* _INFORMATION SHOWN_:
########

PR #3233, opened 2025-02-25
Improve performance by only clearing used timeouts

devbrains-com:
We are using floating-ui in a large react SPA with a lot of tooltips and popovers. On every page transition, we experience a big lag due to clearing timeouts from floating-ui called in the useEffect cleanup method, as you can see in the screenshot.

image

This PR mitigates this performance issue by only calling clearTimeout for timeouts that are actually set before and their ref value is not equal to -1.

We tested it locally with a patch and it works as expected.

Please let me know if you have any suggestions, how to improve or refactor it to meet your requirements.

### DIFF
--- a/packages/react/src/utils.ts
+++ b/packages/react/src/utils.ts
@@ -197,10 +197,3 @@ export function isTypeableCombobox(element: Element | null) {
     element.getAttribute('role') === 'combobox' && isTypeableElement(element)
   );
 }
-
-export function clearTimeoutIfSet(timeoutRef: React.MutableRefObject<number>) {
-  if (timeoutRef.current !== -1) {
-    clearTimeout(timeoutRef.current);
-    timeoutRef.current = -1;
-  }
-}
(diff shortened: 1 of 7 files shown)


packages/react/src/utils.ts
```diff
@@ -197,3 +197,10 @@ export function isTypeableCombobox(element: Element | null) {
     element.getAttribute('role') === 'combobox' && isTypeableElement(element)
   );
 }
+
+export function clearTimeoutIfSet(timeoutRef: React.MutableRefObject<number>) {
+  if (timeoutRef.current !== -1) {
+    clearTimeout(timeoutRef.current);
+    timeoutRef.current = -1;
+  }
+}
```
atomiks, line 206: Can you just make this one a private util? There's a local directory for private ones

devbrains-com: Thank you for the feedback, I moved the function to the local utils folder. 

Local linting is fine. Can you please help me with the pipeline issue? It looks like it tries to lint a generated tsc output file and fails there.

Thank you

teleskop150750:
you can also mark setTimeout as completed at the end

```ts
let id = -1
id = setTimeout(() => {
  foo()
  id = -1
}, 100)
```

PR #3245, opened 2025-03-08
fix(FloatingFocusManager): correct tabbing to different document contexts

### LINKED ISSUE #3238: Tab focus order isn’t correct using Iframe and FloatingPortal.
Tab focus order isn’t correct using Iframe and FloatingPortal.

In our application, we use Iframe to integrate widgets into the host page.
Also, we use FloatingPortal with custom root to avoid render tooltips in the host page and render into our iframe.

But we found problems - when we use `initialFocus={-1}` for FloatingFocusManager, after opening the Tooltip by TAB button, the next focus is not put on the first focusable element in the Tooltip and put on the first focusable on the host page - and as a result, the focusing order is disrupted

If we use `initialFocus` with default value - the focus is put on the first focusable element in the Tooltip, but after focusing on the last element it does not come back to the target element but returns to the first focused element on the host page

**Steps to reproduce the behavior:**

Codesandbox with demo - https://codesandbox.io/p/sandbox/floating-ui-iframe-problem-67s2v5

**If InitialFocus={-1}:**
1. Go to page
2. Start press TAB button
3. Focus the button called “Open popover”
4. Press Enter or Space
5. Press Tab again
6. Focus put on the first focusable element on the host page

https://github.com/user-attachments/assets/6e862990-083c-4b2e-ab68-10e107a8b2e9

**If InitialFocus=default:**
1. Go to page
2. Start press TAB button
3. Focus the button called “Open popover”
4. Press Enter or Space
5. Press Tab again and finish focusing element in the Tooltip
6. After the last element, focus put on the first focusable element on the host page

https://github.com/user-attachments/assets/f9c2ec54-b1ca-4193-aacd-d56d7adc4dc0

**Expected behavior** 
**If InitialFocus={-1}**
1. Next focus put on the first focusable element on the Tooltip
2. After focusing the last focusable element on the Tooltip, focus move to the next focusable element in Iframe(“Link in iframe 2” - in demo)

**If InitialFocus=default**
1. After focusing the last focusable element on the Tooltip, focus move to the next focusable element in Iframe(“Link in iframe 2” - in demo)

**In our case we would like to prefer InitialFocus={-1}**

**Context:**

- OS: macOS 15.2
- Browser: chrome
- Version 133.0.6943.98 

**Additional context** 
I think the problem appears in [this place](https://github.com/floating-ui/floating-ui/blob/master/packages/react/src/utils/tabbable.ts#L35), because we found elements in the root document, but iframe contains its own document context.

atomiks:
Fixes #3238

### DIFF
--- a/.changeset/orange-rings-remember.md
+++ b/.changeset/orange-rings-remember.md
@@ -1,0 +1,5 @@
+---
+"@floating-ui/react": patch
+---
+
+fix(FloatingFocusManager): correct tabbing to different document contexts
--- a/packages/react/src/components/FloatingFocusManager.tsx
+++ b/packages/react/src/components/FloatingFocusManager.tsx
@@ -806,7 +806,7 @@ export function FloatingFocusManager(
             ) {
               preventReturnFocusRef.current = false;
               if (isOutsideEvent(event, portalContext.portalNode)) {
-                const nextTabbable = getNextTabbable(floating, domReference);
+                const nextTabbable = getNextTabbable(domReference);
                 nextTabbable?.focus();
               } else {
                 portalContext.beforeOutsideRef.current?.focus();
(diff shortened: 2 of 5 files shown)


vladislav-manakov-1:
@atomiks hi! when will the version with these changes be released? in the current version 0.27.5 I don't see the changes from this PR
[getPreviousTabbable](https://www.npmjs.com/package/@floating-ui/react/v/0.27.5?activeTab=code) function still has the old implementation

atomiks:
@vladislav-manakov-1 I'm sorry but I haven't done a release with it yet. I'm going to try to do one today

PR #3271, opened 2025-04-03
fix(useListNavigation): Fix list navigation for nested lists with mixed orientation

michaldudak:
Keyboard navigation for nested lists with different orientation (like a horizontal menubar with vertical menus) works somewhat inconsistently. When a submenu item is focused, pressing <kbd>RightArrow</kbd> closes the submenu and focuses the next item from the parent. Pressing the <kbd>LeftArrow</kbd>, however, closes the submenu and focuses its trigger instead of the previous item.

In this PR, I detect whether the close key of a nested list is also a navigation key of the parent list. If so, the keyboard event isn't stopped, and the parent has a chance to focus on another item.

~~I'm not sure what should happen when the open submenu's trigger is the first item within the parent and `loop = false`. This solution makes the submenu stay open, as the parent won't change focus. Alternatively, we could call `onOpenChange(false, event.nativeEvent, 'list-navigation');` to make sure the submenu is closed.~~

EDIT:
After more testing, I decided that in case where an open submenu is the first item within its parent, it's more natural just to close the submenu and leave focus on its trigger than to leave it open.

### DIFF
--- a/packages/react/src/hooks/useListNavigation.ts
+++ b/packages/react/src/hooks/useListNavigation.ts
@@ -583,9 +583,10 @@ export function useListNavigation(
     virtual,
   ]);
 
-  const parentOrientation: UseListNavigationProps['orientation'] =
-    tree?.nodesRef.current.find((node) => node.id === parentId)?.context
-      ?.dataRef?.current.orientation;
+  const getParentOrientation = React.useCallback(() => {
+    return tree?.nodesRef.current.find((node) => node.id === parentId)?.context
+      ?.dataRef?.current.orientation as UseListNavigationProps['orientation'];
+  }, [parentId, tree]);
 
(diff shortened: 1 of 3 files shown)


packages/react/src/hooks/useListNavigation.ts
```diff
@@ -583,6 +583,10 @@ export function useListNavigation(
     virtual,
   ]);
 
+  const parentOrientation: UseListNavigationProps['orientation'] =
+    tree?.nodesRef.current.find((node) => node.id === parentId)?.context
+      ?.dataRef?.current.orientation;
```
atomiks, line 588: Refs can't be read in render

michaldudak: Right, fixed.

PR #374, opened 2020-03-06
Patch catalog-to-dd

calum-chamberlain:
### What does this PR do?

Catalog to dd write_correlations uses parallel processing by default to process streams - multiprocessing on large machines seems to be running into memory errors (at SGEES).  This PR turns off default parallel processing, and shifts parallelism from Python to C for correlations.

Finn has been running into some other bugs with catalog-to-dd that we are patching at the moment, so this PR will stay open until those patches are included and tested.

### PR Checklist
- [x] `develop` base branch selected?
- [x] This PR is not directly related to an existing issue (which has no PR yet).
- [ ] All tests still pass.
- [ ] Any new features or fixed regressions are be covered via new tests.
- [ ] Any new or changed features have are fully documented.
- [x] Significant changes have been added to `CHANGES.md`.
- [ ] First time contributors have added your name to `CONTRIBUTORS.md`.

PR #473, opened 2021-09-22
catalog_to_dd.write_correlations: syntax fix for parallel process function call

flixha:
### What does this PR do?
- Adds a test for parallel execution of `_meta_filter_stream` in `eqcorrscan.utils.catalog_to_dd.write_correlations`
- Fixes how `apply_async` is called for `_meta_filter_stream`, which previously caused an error ( see below).
- Speeds up `write_correlations` by running `_prepare_stream` in parallel

Using `write_correlations` with `parallel_process=True, max_workers=2, lowcut=2.0` caused the following error for me (python 3.8.8, RHEL 8.2) on line 650: https://github.com/eqcorrscan/EQcorrscan/blob/90ee2e36cb8fdf2382acd997af2a2bd34da1ea07/eqcorrscan/utils/catalog_to_dd.py#L644-L650
```python
TypeError: _meta_filter_stream() got multiple values for argument 'stream_dict'
```
This can bee tested with this [test function ](https://github.com/flixha/EQcorrscan/blob/f1e467a145b72af82603ecc8fac80e4f81a841a3/eqcorrscan/tests/catalog_to_dd_test.py#L288-L300).

The error probably has to do with how and in which order `partial` and `apply_async` can accept arguments and keywords - I tried to fix it but didn't manage to find out how it could actually work. It works with the proposed change without using `partial()`.

In addition to the error, I noticed that three tasks that were not yet parallelized took a lot of time:
- the stream-filtering with `_meta_filter_stream` in `write_correlations`
- the stream-preparation with  `_prepare_stream` in `_compute_dt_correlations` before correlation
- the differntial-time calculation in `compute_differential_times` when using `write_catalog`
- Hence I added some code to allow `_prepare_stream` to be run in parallel. 

### PR Checklist
- [X] All tests still pass. (Plot tests fail right now locally due to HTTP error during data retrieval)
- ~[ ] Any new features or fixed regressions are be covered via new tests.`~
- ~[ ] Any new or changed features have are fully documented.~
- ~[ ] First time contributors have added your name to `CONTRIBUTORS.md`.~


flixha:
Around the time of when I opened this pull request, I started getting some strange errors for work on my fork of EQcorrscan ("remote rejected" , "remote: fatal: did not receive expected object", "corrupt remote". It may be safest not to download or merge this branch before I have figured out how to solve the issues with my fork...

eqcorrscan/utils/catalog_to_dd.py
```diff
@@ -184,7 +183,7 @@ def _prepare_stream(stream, event, extract_len, pre_pick, seed_pick_ids=None):
         elif len(pick) == 0:
             continue
         pick = pick[0]
-        tr = stream.select(id=seed_pick_id.seed_id).merge()
+        tr = stream.select(id=seed_pick_id.seed_id)
```
calum-chamberlain, line 186: Was there a reason for removing the merge?

calum-chamberlain (commented):
This looks good to me @flixha - just that one question about the `merge`, which I'm sure you had good reason for, but it just wasn't obvious to me!

eqcorrscan/utils/catalog_to_dd.py
flixha: I was running into some issues here, but I later reintroduced the merge with the newest commit, so please disregard this change!

eqcorrscan/utils/catalog_to_dd.py
```diff
@@ -11,7 +11,8 @@
 import numpy as np
 import logging
 from collections import namedtuple, defaultdict, Counter
-from functools import partial
+from obspy.core import stream
+from orderedset import OrderedSet
```
calum-chamberlain, line 15: This seems to be causing the tests to fail - `orderedset` doesn't exist - is this another dependency that needs to be added? Is there a way to not add this dependency and just run `list(set(thing))` to ensure order is retained?

eqcorrscan/utils/catalog_to_dd.py
```diff
@@ -135,10 +140,10 @@ def _generate_event_id_mapper(catalog, event_id_mapper=None):
     except ValueError:
         largest_event_id = 0
     for event in catalog:
-        if event.resource_id.id not in event_id_mapper.keys():
+        if str(event.resource_id) not in event_id_mapper.keys():
             event_id = largest_event_id + 1
             largest_event_id = event_id
-            event_id_mapper.update({event.resource_id.id: event_id})
+            event_id_mapper.update({str(event.resource_id): event_id})
```
calum-chamberlain, line 146: Was there a reason to change this? The `.__str__` method on `ResourceIdentifier` returns the `.id` property anyway (see [here](https://github.com/obspy/obspy/blob/master/obspy/core/event/resourceid.py#L672)) so it shouldn't make a difference which is called?

eqcorrscan/utils/catalog_to_dd.py
```diff
@@ -21,6 +22,7 @@
 from eqcorrscan.utils.clustering import dist_mat_km
 from eqcorrscan.core.lag_calc import _concatenate_and_correlate, _xcorr_interp
 from eqcorrscan.utils.correlate import pool_boy
+from wcmatch.glob import C
```
calum-chamberlain, line 25:
```suggestion

```

eqcorrscan/utils/catalog_to_dd.py
```diff
@@ -235,7 +242,11 @@ def _compute_dt_correlations(catalog, master, min_link, event_id_mapper,
     Logger.debug(f"Using channels: {master_seed_ids}")
     # Dictionary of travel-times for master keyed by {station}_{phase_hint}
     master_tts = dict()
-    master_origin_time = (master.preferred_origin() or master.origins[0]).time
+    try:
+        master_origin_time = (
+            master.preferred_origin() or master.origins[0]).time
+    except AttributeError:  # In case it's a SparseEvent
```
calum-chamberlain, line 248: Maybe `SparseEvent` should have a `preferred_origin` method that returns a `SparseOrigin`.

eqcorrscan/utils/catalog_to_dd.py
```diff
@@ -382,29 +409,67 @@ def _make_event_pair(sparse_event, master, event_id_mapper, min_link):
...
+def _prep_horiz_picks(catalog, stream_dict, event_id_mapper):
+    """
+    Fill in horizontal picks for the alternate horizontal channel for events in
+    catalog.
+    """
+    # keep user input safe
+    catalog = catalog.copy()
+    for event in catalog:
+        event_S_picks = [
+            pick for pick in event.picks if pick.phase_hint.startswith('S') and
```
calum-chamberlain, line 439:
```suggestion
            pick for pick in event.picks if pick.phase_hint.upper().startswith('S') and
```

calum-chamberlain:
You are right that parallel processing across traces for individual events will not load efficiently - I have generally avoided parallelism in this processing because I haven't got it to scale well (either on a per event basis, which can introduce really painful memory issues, or on a per-trace basis). I added options to turn off parallel processing in #374 because I was running into memory issues - as long as there is a way to not spawn pools then this should be fine though. I was generally trying to avoid Python parallel processing here - with 30k events I was unable to do anything with past parallel efforts.  What size dataset are you working with?

RE the changed station info - not me! But that is always a possibility with GeoNet changing their metadata. We will just have to update the test to cope with this new information.

eqcorrscan/utils/catalog_to_dd.py
flixha: By using `str()`, the function can take as an argument both the `SparseEvent` and the normal `Event`. With `event.resource_id.id`, it is only compatible with `obspy.core.event.Event`.

calum-chamberlain: Nice!

eqcorrscan/utils/catalog_to_dd.py
flixha: ups.. thanks for catching!

eqcorrscan/utils/catalog_to_dd.py
flixha: Right, I noted that when I first implemented it and indeed adding another dependency is not optimal. Found it a bit difficult to get my head around a good solution without the `OrderedSets` that wasn't several lines long, but now I realized it works with just one extra line of code.

eqcorrscan/utils/catalog_to_dd.py
flixha: The thing is that we then have to add the `preferred_origin_id`-property and the function itself which makes the event a bit less sparse... not a problem if you prefer it, but I understood that the `SparseEvent` should maybe be as sparse as possible?

eqcorrscan/utils/catalog_to_dd.py
flixha: fixed.

flixha:
thanks for the review and the comments! 
You're right that the scaling isn't great. I was using a dataset of ~870 events with 180 traces each, and was able to load at most ~15-20 cores out of 60, with each process using 10 GB memory (total ~150-200 GB) while 512 GB were available. Parallelization across events did make it ~2.5 times quicker for this very dataset. It's something, but clearly parallelization inside Python may not be optimal.

Re station info: Do you know who maintains the station metadata at GEONET? It's a small mistake that can easily happen, but it should best be fixed at the source so people can continue using data from CTZ (if they're running Seiscomp, then with the metadata for pre-2021 removed no data can be downloaded for the station any more). Changing the test is possible, but it becomes a bit hacky if we manually remove the comparison for that station (or change to an event that doesn't include CTZ).

eqcorrscan/utils/catalog_to_dd.py
calum-chamberlain: Yeah, I think you are right - sparsity is good.

calum-chamberlain:
Can you confirm that you are still able to run without event parallelization and with similar memory consumption? If so, then I am keen to keep your changes in :) - we might want to add a note that if the user runs into memory limitations for large datasets then they will need to turn to trace parallelism, and a note on how to do that.

I do know who maintains the metadata at GeoNet - and they have an [issues page on github](https://github.com/GeoNet/help/issues/92) and I have opened a new issue - thanks for spotting this @flixha - I thought you meant that the co-ordinates had been changed rather than it not being there anymore! The team at GeoNet are usually very responsive, and we might wait for them to update their services before merging this to get all the green lights.

flixha:
Yes, if I use only trace-parallelization (`max_trace_workers=40, max_workers=1`), then it uses ~7 GB memory in total for the dataset (865 events), while if I use event-parallelization it uses ~5 GB per worker (so 100 GB for 20 workers; the 10 GB per worker that I wrote earlier must be 50 % shared memory and 50 % "new" memory per worker). I included a test [here](https://github.com/eqcorrscan/EQcorrscan/blob/23cf7c22154b2bffe0113bdc930f5939d73f4d79/eqcorrscan/tests/catalog_to_dd_test.py#L309-L322) to check that trace-parallelization works.

Regarding the metadata: Great, thanks for opening the issue on the GeoNet issues page, and they're indeed so quick that it's fixed already!  I just triggered another test run that should then run without the error...

I put a [note here](https://github.com/eqcorrscan/EQcorrscan/blob/23cf7c22154b2bffe0113bdc930f5939d73f4d79/eqcorrscan/utils/catalog_to_dd.py#L514-L535) to inform users about the parallelization options and memory consumption - let me know if you think this should go somewhere else.

calum-chamberlain:
Golden, that looks good to me, thanks for checking! Are you happy for me to merge this now? The failing tests are unrelated network read errors.

flixha:
Yes, I'm happy to have this merged - thanks a lot for reviewing!

PR #491, opened 2022-03-25
Make CC-interpolation simpler & more robust

flixha:
### What does this PR do?
Replaces the CC-interpolation function that can be used for `lag_calc` and `catalog_to_dd` with a function that simply resamples the CC.

- CC-interpolation with `_xcorr_interp` "failed" (i.e., no improvement with interpolation) more often than maybe necessary. For the example data in the test, the new function fails to produce an improved CC with interpolation in only about 90 cases, while the previous one failed in about 150 cases. 
- `_xcorr_interp` had one specific weakness: it needs more than 2 samples with negative curvature to interpolate around the peak of the CC. If seismograms are filtered just below the Nyquist frequency (e.g., sampling rate 20 Hz and low-pass filter at 9.9 Hz) and contain plenty of high-frequency content just below the Nyquist frequency, then that criterion of more than 2 samples with negative curvature is often not fulfilled [(c.f. these lines)](https://github.com/eqcorrscan/EQcorrscan/blob/6286e4ff2dbb073eb98379ea69390ff3841b0b09/eqcorrscan/core/lag_calc.py#L74-L78) 
- On a dataset where the above was quite relevant, the new function improved the dt-accuracy for about 15 % more correlations than the old function (n=8*10^7)

### PR Checklist
- [X] All tests still pass.

### DIFF
--- a/CHANGES.md
+++ b/CHANGES.md
@@ -1,6 +1,8 @@
 ## Current
 * core.match_filter.tribe
  - Detect now allows passing of pre-processed data
+* core.lag_calc._xcorr_interp
+ - -CC-interpolation replaced with resampling (more robust)
 * utils.correlate
  - Fast Matched Filter now supported natively for version >= 1.4.0
  - Only full correlation stacks are returned now (e.g. where fewer than than
--- a/CHANGES.md
+++ b/CHANGES.md
@@ -2,7 +2,8 @@
 * core.match_filter.tribe
  - Detect now allows passing of pre-processed data
 * core.lag_calc._xcorr_interp
- - -CC-interpolation replaced with resampling (more robust)
+ - CC-interpolation replaced with resampling (more robust), old method
+   deprecated. Use new method with use_new_resamp_method=True as **kwarg.
 * utils.correlate
  - Fast Matched Filter now supported natively for version >= 1.4.0
  - Only full correlation stacks are returned now (e.g. where fewer than than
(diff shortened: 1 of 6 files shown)


calum-chamberlain:
This looks nice! Although I think this should go through a deprecation cycle - e.g. with an option to use the resampling method rather than the current method. I think the current method is documented in a couple of spots linking to a paper so we would need to find and change those as well.

flixha:
@calum-chamberlain Of course, I'll fix this so that the old methods stays as the default with a deprecation message for a while, and users can choose this method. Should have mentioned: I saw that there was a [comment](https://github.com/eqcorrscan/EQcorrscan/blob/6286e4ff2dbb073eb98379ea69390ff3841b0b09/eqcorrscan/core/lag_calc.py#L67) in the function that you may have put in because you saw that it doesn't always work optimally - any more thoughts on that that we should consider for the new function?

flixha:
I made the new function optional with `use_new_resamp_method=True` which is passed as `**kwargs`. The warning message is only shown once so that the log isn't completely spammed with this message - because this function is called many times when interpolation is turned on.

flixha:
Tests now failing during installation, probably related to a breaking change in setuptools 61.0.0: https://github.com/pypa/setuptools/issues/3197 .. checking this now.

calum-chamberlain (approved):
Looks good to me - if we can get this in the next release then we can get the deprecation warning out of the way quickly.  If you are happy I will merge this.

flixha:
Sounds good, thanks for merging!

PR #493, opened 2022-04-22
WIP: Bug fix where lag_calc correlation window starts slightly too late

flixha:
### What does this PR do?
- Fixes a bug where streams start too late for `lag_calc` because it doesn't take `prepick` into account
- Fixes another small bug for option `min_cc_from_mean_cc_factor` introduced in #446 when the `detect_val` is negative

I noticed that when I generate templates with `prepick=0.5` and then run `lag_calc` with `shift_len=0.4` (i.e., `shift_len < prepick`), then `lag_calc` does not return any useful picks (see example below).
If `shift_len > prepick` then `lag_calc` returns perfect picks for a template that detects itself, but for picking new detection this bug may introduce a bias where picks are set on average too late because the correlation window for `lag_calc` is not centered around the detection time.

**Relevant issues for which it would be great to get some feedback before I complete this PR (tests, fixes, docs..):**
- to let `lag_calc` set up the correlation window correctly, it needs to know the `prepick`-value that is not part of the template matadata
- now I let `lag_calc` infer `prepick` by comparing the picks in the template event to the trace's starttime
- that works when the event is saved with the template. I noticed some synthetic tests did not have that set up (which can be fixed), but are there other cases that I should take into account here?
- are we happy with how this is handled 

Here a demonstration with the example from the tutorial (will not return any picks without bug fix):

```python
import logging
logging.basicConfig(
    level=logging.INFO,
    format="%(asctime)s\t%(name)s\t%(levelname)s\t%(message)s")

from obspy import UTCDateTime

client = Client('NCEDC')
catalog = client.get_events(eventid='72572665', includearrivals=True)
catalog[0].picks = catalog[0].picks[0:5]
tribe = Tribe().construct(
     method='from_client', catalog=catalog, client_id='NCEDC', lowcut=2.0,
     highcut=8.0, samp_rate=20.0, filt_order=4, length=6.0, prepick=0.5,
     swin='all', process_len=3600, all_horiz=True)

party, stream = tribe.client_detect(
     client=client, starttime=UTCDateTime(2016, 1, 2),
     endtime=UTCDateTime(2016, 1, 3), threshold=8, threshold_type='MAD',
     trig_int=6, plotvar=False, return_stream=True)

stream = stream.merge().sort(['station'])
repicked_catalog = party.lag_calc(stream, pre_processed=False,
                                  shift_len=0.4, min_cc=0.5)
```

### PR Checklist
- [X] All tests still pass.


flixha:
This PR is resolved much cleaner with #500, so will close it soon..

calum-chamberlain:
Ah darn, sorry I forgot about this one. Can you include the `min_cc_from_mean_factor` change in another PR?

flixha:
> Ah darn, sorry I forgot about this one. Can you include the `min_cc_from_mean_factor` change in another PR?
This is now in https://github.com/eqcorrscan/EQcorrscan/pull/504, so I'll close here.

########

* _ASSIGNED TASK_: The word to find is "forgot". Copy every line of the data that holds it.

* _WRITTEN SOLUTION_:
Ah darn, sorry I forgot about this one. Can you include the `min_cc_from_mean_factor` change in another PR?
> Ah darn, sorry I forgot about this one. Can you include the `min_cc_from_mean_factor` change in another PR?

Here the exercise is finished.